Niestety, historia lubi się powtarzać. Dziś filmowy Cegiełka jest znowu bez pracy i nie ma za co utrzymać swojej rodziny…
Jego powrotem do show-biznesu żyła cała Polska. Po latach tułaczki dostał drugą szansę, założył rodzinę, wyszedł na prostą. Niestety, obecnie Henryk Gołębiewski, znany widzom z „Wakacji z duchami” czy „Ediego”, znowu znalazł się w poważnych tarapatach…
Mimo że jest totalnym naturszczykiem, rozpoznawalności wśród widzów może mu pozazdrościć niejeden polski aktor. Choć przez kilkadziesiąt lat nie zajmował się aktorstwem, wystarczył jeden film, aby zrobiło się o nim głośno.
Niestety, historia lubi się powtarzać. Dziś filmowy Cegiełka jest znowu bez pracy i nie ma za co utrzymać swojej rodziny…
''Zapomnieli o mnie''
Już w 2011 roku ma łamach Faktu Henryk Gołębiewski żalił się, że dostaje coraz mniej ról.
– Ostatni raz zagrałem kilka lat temu– opowiadał zdruzgotany aktor. – U nas to chyba już tak jest, że na kogoś jest moda, a jak mija, to się o nim zapomina. I o mnie zapomnieli. Teraz nawet już nie ma dla mnie propozycji– mówił wtedy Gołębiewski.
Znowu bez pracy
Okazuje się, że z początkiem 2013 roku aktor znowu jest bez pracy. Jednak tym razem okoliczności, w jakich znalazł się pan Henryk, są o wiele gorsze.
O wszystkim donosi ostatni numer Na żywo. Dziennikarze tygodnika dotarli do znajomych aktora, którzy są wyraźnie zaniepokojeni losami Gołębiewskiego i jego rodziny.
Jak do tego doszło?
Jeśli wierzyć źródłom, na które powołuje się Na żywo, Gołębiewskiemu i jego najbliższym brakuje środków do życia.

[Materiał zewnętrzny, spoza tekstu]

Issue #4622, opened 2023-01-26
Feature request: ZIP_STORED instead of ZIP_DEFLATED


Manouchehri:
### Describe your idea/feature/enhancement

I'm not sure there's a huge benefit to using DEFLATE compression for things like AWS Lambda packages. They're already very small.

### Proposal

I'd like there to be a flag to disable (or choose) compression.

Things to consider:
1. Will this require any updates to the [SAM Spec](https://github.com/awslabs/serverless-application-model) - No.

### Additional Details

https://github.com/aws/aws-sam-cli/blob/ee23953806be066ebfb72dd42e188de4866483ae/samcli/lib/package/utils.py#L238

Manouchehri:
If I were an AWS employee, I'd also consider adding zipalign later. This would probably get slightly faster Lambda startups by bypassing the zip decompression stage; you can just mmap things straight out of the zip file, like modern Android does. 

This optimization is out-of-scope for this ticket, just a bit of free advice. =)

qingchm:
Thanks for opening this feature request! We will take a look at the request and if it makes sense we will put it into our backlogs

jfuss:
See response in PR: https://github.com/aws/aws-sam-cli/pull/4644#issuecomment-1570592936

Closing as we are electing to not support this at the current time. You can provide your own Zip file within the template, which will be uploaded if you still want tight control over how the artifact is zipped.

PR #4644, opened 2023-01-31
feat: allow disabling zip compression when packaging (#4622).

Manouchehri:
https://github.com/aws/aws-sam-cli/issues/4622

Previously, DEFLATE compression was hardcoded in.

By introducing a new optional `--no-compression` flag.

Should be none, as `--no-compression` is disabled by disable.

#### Mandatory Checklist

- [X] Write/update unit tests
- [X] `make pr` passes
- [X] Write documentation

### DIFF
--- a/samcli/commands/package/command.py
+++ b/samcli/commands/package/command.py
@@ -17,8 +17,13 @@ from samcli.commands._utils.options import (
     use_json_option,
     force_upload_option,
     resolve_s3_option,
+    no_compression_option,
 )
-from samcli.commands._utils.options import metadata_option, template_click_option, no_progressbar_option
+from samcli.commands._utils.options import (
+    metadata_option,
+    template_click_option,
+    no_progressbar_option,
+)
 from samcli.lib.utils.resources import resources_generator
 from samcli.lib.bootstrap.bootstrap import manage_stack
 from samcli.lib.telemetry.metric import track_command, track_template_warnings
@@ -74,6 +79,7 @@ The following resources and their property locations are supported.
 @metadata_option
 @signing_profiles_option
 @no_progressbar_option
+@no_compression_option
 @common_options
 @aws_creds_options
 @image_repository_validation
@@ -97,6 +103,7 @@ def cli(
     no_progressbar,
     metadata,
     signing_profiles,
+    no_compression,
     resolve_s3,
     config_file,
     config_env,
@@ -119,6 +126,7 @@ def cli(
         no_progressbar,
         metadata,
         signing_profiles,
+        no_compression,
         ctx.region,
         ctx.profile,
         resolve_s3,
@@ -138,6 +146,7 @@ def do_cli(
     no_progressbar,
     metadata,
     signing_profiles,
+    no_compression,
     region,
     profile,
     resolve_s3,
@@ -169,5 +178,6 @@ def do_cli(
         region=region,
         profile=profile,
         signing_profiles=signing_profiles,
+        no_compression=no_compression,
     ) as package_context:
         package_context.run()
--- a/samcli/lib/package/utils.py
+++ b/samcli/lib/package/utils.py
@@ -125,6 +125,7 @@ def upload_local_artifacts(
     parent_dir: str,
     uploader: S3Uploader,
     extension: Optional[str] = None,
+    no_compression: Optional[bool] = False,
 ) -> str:
     """
     Upload local artifacts referenced by the property at given resource and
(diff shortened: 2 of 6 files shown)


Manouchehri:
In my _opinion_ compression should be disabled by default for Lambdas (since they have to get unpacked anyway), but I don't think I'm the person who can be making that call.

Manouchehri:
Could I have some help with the linter on this one? =)

samcli/lib/package/utils.py
```diff
@@ -166,9 +168,14 @@ def upload_local_artifacts(
 
     local_path = make_abs_path(parent_dir, local_path)
 
+    compression_type = zipfile.ZIP_DEFLATED
+    if no_compression[0]:
```
mildaniel, line 172: Why is this condition checking for the 0 index of no_compression? It's typed as a bool in the function definition but turned into a tuple earlier in the control flow. I'm not completely following the logic here.

samcli/commands/package/command.py
```diff
@@ -169,5 +178,6 @@ def do_cli(
         region=region,
         profile=profile,
         signing_profiles=signing_profiles,
+        no_compression=no_compression,
```
mildaniel, line 181: The `PackageContext` is used in other commands as well and those calls need to be updated too. This is likely why the linter is complaining.

mildaniel (changes requested):
Overall, the pull request looks good. Thanks for the contribution!

Just a few points:
1. I wonder if it's better to make this property more generic from the get-go to accept a compression type, where no compression is a potential option instead of having to generalize later with a new option.
2. Let's keep the default as is to prevent breaking anyone.
3. Can you add some unit and integration tests too to validate the logic.

I'll bring this up to the team too to discuss the best path forward here.

samcli/lib/package/utils.py
Manouchehri: Turning it into a tuple was unintentional, wasn't sure how to make it a bool instead. =(

Manouchehri:
> * I wonder if it's better to make this property more generic from the get-go to accept a compression type, where no compression is a potential option instead of having to generalize later with a new option.

You're not wrong. =) I thought about this too. The reason I did not, is because I'm not sure what decompression optimizations AWS might be doing internally, and I don't want to break anything by allowing users to introduce a possibly unsupported compression method. (I have yet to see a tool that doesn't correctly extract uncompressed ZIP files, but I have seen some that fail at things like LZMA.)

> * Let's keep the default as is to prevent breaking anyone.

Agreed. (I think a nice future feature improvement would be only compressing large files by default.)

> * Can you add some unit and integration tests too to validate the logic.

Sure, but let's fix the linter fix? =)

samcli/commands/package/command.py
Manouchehri: I'm very new to AWS SAM (just started using it in the past week); do those other commands actually zip things?

mildaniel: Yes, in the sense that `sam package` is used under the hood for other commands like `sam deploy` and `sam sync`.

sriram-mv:
Thanks for the PR! First time contributor yay! 🎉 

Few things that we as a team need to check before going forward with the PR.

* History behind using DEFLATE and why was it chosen? This is on us.
* The issue mentions that the zip packages are generally small, however the limit is upto 250MB and it could be different per runtime. This requires more clarity. What kind of runtimes are you using and where do you see a perceived speed up?
* Checking with AWS Lambda team on what are the required attributes for the zip file that `aws-sam-cli` creates.

Manouchehri:
> History behind using DEFLATE and why was it chosen? This is on us.

It's not the _worst_ idea in the world. But it's also not a great idea either. (The main reason I noticed it, was because I've read the ZIP specification for more hours than I'd like to admit, and spent a lot of time working with APKs.)

There's a reason why the Lambda team enforces a limit on the uncompressed size: because that's what they have to extract, run, and cache. (If I was a fly on the wall, I'd take a guess that ZIP compression is supported on Lambda packages for developer convenience, not performance.)

> The issue mentions that the zip packages are generally small, however the limit is upto 250MB and it could be different per runtime. This requires more clarity. 

The limit is 250MB unzipped on the AWS server-side of things, this doesn't change that; the size that SAM compresses the ZIP down to on the client-side doesn't impact the limit. https://docs.aws.amazon.com/lambda/latest/dg/gettingstarted-limits.html

> What kind of runtimes are you using and where do you see a perceived speed up?

This patch speeds up the ZIP packaging on the client side, regardless of runtime. (So I guess the answer is sorta all runtimes? =P ) 

(If zipalign is added too later, you _could_ get a performance speed up on the server side too by mmap'ing files instead of extracting them. This would a project for another AWS employee though, not me.)

> Checking with AWS Lambda team on what are the required attributes for the zip file that aws-sam-cli creates.

Uncompressed definitely works (which is all this patch allows), I've tried it. =)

Problemy finansowe zaczęły się wraz z zakończeniem zdjęć do serialu „Plebania”. Rola Kazika Machejko była dla niego stałym źródłem utrzymania, ponieważ role filmowe dostawał od czasu do czasu.
Choć Gołębiewski dość szybko wziął sprawy w swoje ręce i z kolegą z planu serialu przygotowuje kabaretowy program pt. „O co chodzi… My się i tak nie damy”, to w dalszym ciągu sytuacja nie wygląda najlepiej…
''Chodzi, pyta, daje ogłoszenia''
- Chodzi, pyta, daje ogłoszenia. Jest zdecydowany na podjęcie każdego zajęcia, niekoniecznie związanego z aktorstwem- opowiedział znajomy aktora w rozmowie z tygodnikiem.
Gołębiewski ma opinię „złotej rączki” i żadnej pracy się nie boi. Zanim zagrał w filmie „Edi” imał się przecież innych zajęć.
Był m.in. ochroniarzem i członkiem ekipy remontowej, więc nic dziwnego, że interesują go różne oferty pracy.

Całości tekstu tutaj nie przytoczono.